# Seat Belt Bolt for Ground Attachment?



## RBeachTL (Jul 21, 2008)

I've seen a few install threads that have used the rear seat-belt attachment bolt to secure the main ground wire. Anyone have any experiences with this attachment method that they are willing to share.

Thanks, 

John


----------



## Austin (Mar 12, 2009)

It works fine as long as you grind the paint off the metal to make a good contact. Using star washers is a good idea also.

If you are iffy that it is a good connection, try this:

take a piece of wire.
If it is smaller than 4 gauge take a dmm and test the resistance through the wire and keep this number in mind.
Now attach one end of the wire to the - terminal of your battery or where the battery grounds to the chassis
Then run it back to the bolt area but don't connect it. 
Now take your dmm and put one probe on the area that you will ground and the other in the end of the wire. Now subtract the resistance of the wire and that is the resistance of that grounding point to the battery. 

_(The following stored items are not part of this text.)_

Issue #5452, opened 2025-04-12
Attempt to change sub background color closes side panel


low-batt:
### IINA Version

1.4.0-beta1

### Release Channel

Beta

### macOS Version

macOS 13.7.1

### Steps to Reproduce

- Start IINA playing a video with text subtitles
- Click on `Show Subtitles Panel` under the `Subtitles` menu
- Scroll to the bottom of the side panel
- In the `Text style` section under `BACKGROUND` click on the color icon
- Try and select the transparent color by clicking on it
- Instead of selecting the color the panel closes 

![Image](https://github.com/user-attachments/assets/da22bce2-a3f7-41e7-86e6-0da9f5128f93)

### Expected Behavior

The background of text subtitles can be changed to be transparent using the subtitles side panel.

### Actual Behavior

Using IINA 1.4.0-beta1 attempts to set the subtitle background color to transparent close the panel instead of selecting a transparent background.

### How often can you reproduce the issue

Every time.

### Required Actions

- [x] I tried my best to search from the existing issues (including closed issues) and didn't find duplicated issues.

### Optional Actions

- [x] I tested with the Nightly build and confirmed the issue is not fixed.
- [ ] I tested with the latest version of mpv and confirmed mpv doesn't have this issue.

lhc70000:
This is the same issue as #4322.

low-batt:
Agree, same issue. I had totally forgotten about that problem. The colorwells on the subtitle panel will also have to be changed to the expanded colorwells.

yuxiqian:
Just curious, why NSColorWells in Apple's first-party apps could enable alpha support with `.minimal` style, like Preview.app and Mail.app?

<img width="466" alt="Image" src="https://github.com/user-attachments/assets/ed44e6b5-2168-48ad-8632-5d61ff35d2ef" />

<img width="409" alt="Image" src="https://github.com/user-attachments/assets/9e95b374-2b9f-4825-b861-98781a99eeff" />

uiryuu:
> Just curious, why NSColorWells in Apple's first-party apps could enable alpha support with `.minimal` style, like Preview.app and Mail.app?
[...]

PR #5604, opened 2025-07-21
Only close the side panel when mouse up detected in video VideoView

uiryuu:
- [x] This implements/fixes issue #5452.

---

**Description:**
Added a variable in `VideoView` to record the last `mouseUp` event which lands on the `VideoView`. If the event doesn't reach to `VideoView`, then it should not trigger a sidebar closure, for instance when the event is in the `NSColorWell`'s popover (see #5452).


low-batt (approved):
Pulled PR, built IINA, tested.

This corrects the problem with closing the side panel. _However_ it does not fully address #5452. I'll explain that in the issue.

PR #5610, opened 2025-07-25
Fix window is resizable in legacy full screen mode, #5609

### LINKED ISSUE #5609: Window is resizable in legacy full screen mode
### IINA Version

1.4.0-beta1

### Release Channel

Beta

### macOS Version

macOS 15.5

### Steps to Reproduce

- Start IINA
- The settings panel appears
- In the enable `Use legacy full screen` in the `Behavior` section
- Play a video
- Click on `Enter Full Screen` under the `Video` menu
- Move the cursor to the right edge of the screen
- Notice the cursor switches to the resize-left [cursor](https://developer.apple.com/documentation/appkit/nscursor)
- Click and drag right and notice the window shrinks

### Expected Behavior

Window resizing is disabled when in full screen mode.

### Actual Behavior

When `Use legacy full screen mode` is enabled and IINA is in full screen mode it is possible to resize the window.

Image

_No response_

### Logs

_No response_

### Sample Files

_No response_

Every time.

### Required Actions

### Optional Actions

low-batt:
This commit will:
- Change `legacyAnimateToFullscreen` to remove `resizable` from the window `styleMask`
- Change `legacyAnimateToWindowed` to insert `resizable` into the `styleMask`
- Change `legacyAnimateToWindowed` to use `disableAnimations` instead of `legacyFullScreenAnimation`
- Remove `legacyFullScreenAnimation` from `Preferences`
- Change the observer for `didChangeScreenParametersNotification` to not call `setWindowFrameForLegacyFullScreen` if the screen count did not change

The change to remove `resizable` from the window `styleMask` will prevent the window from being resized while in full screen mode.

This commit will also replace the `legacyFullScreenAnimation` setting for which there was no UI with the new `disableAnimations` setting which can be set using IINA's settings panel.

When entering/exiting full screen mode IINA changes the app presentation options to enable/disable hiding of the menu bar and dock. As the menu bar and dock are sliding away the observer for
`didChangeScreenParametersNotification` because the moving of the menu bar and dock result in changes to the dimensions of the visible frame. The change to only call `setWindowFrameForLegacyFullScreen` when the screen count changes eliminates extra drawing that disrupts the full screen transition animations.

- [x] This implements/fixes issue #5609.

---

**Description:**

### DIFF
--- a/iina/MainWindowController.swift
+++ b/iina/MainWindowController.swift
@@ -644,18 +644,19 @@ class MainWindowController: PlayerWindowController {
     addObserver(to: .default, forName: NSApplication.didChangeScreenParametersNotification) { [unowned self] _ in
       // This observer handles a situation that the user connected a new screen or removed a screen
       let screenCount = NSScreen.screens.count
-      if self.fsState.isFullscreen && Preference.bool(for: .blackOutMonitor) && self.cachedScreenCount != screenCount {
-        self.removeBlackWindow()
-        self.blackOutOtherMonitors()
+      let countChanged = cachedScreenCount != screenCount
+      if fsState.isFullscreen && Preference.bool(for: .blackOutMonitor) && countChanged {
+        removeBlackWindow()
+        blackOutOtherMonitors()
       }
       // Update the cached value
-      self.cachedScreenCount = screenCount
-      self.videoView.updateDisplayLink()
+      cachedScreenCount = screenCount
+      videoView.updateDisplayLink()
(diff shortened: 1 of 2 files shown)


uiryuu:
Do you also want to disable the animation for legacy fs for Tahoe in this PR? The legacy fs animation is still laggy on this commit.

low-batt:
In the latest commit I've disabled animations for legacy full screen under macOS Tahoe for now.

If it is more than a few hundredths of an ohm you might want to find somewhere else to ground. 

I believe mine is around .2 ohms.


----------



## tornaido_3927 (Nov 23, 2009)

That's really helpful info 

Do cables heat up if they're carrying a lot of power (relative to their size)? Just wondering if heat would be an issue under a seat.


----------



## The Baron Groog (Mar 15, 2010)

Personally I'd never use a seat bolt and always do a dedicated earth-if you follow the instructions above you should be ok for an earth-but I've never liked modifying the mounting point for something as important as a seat!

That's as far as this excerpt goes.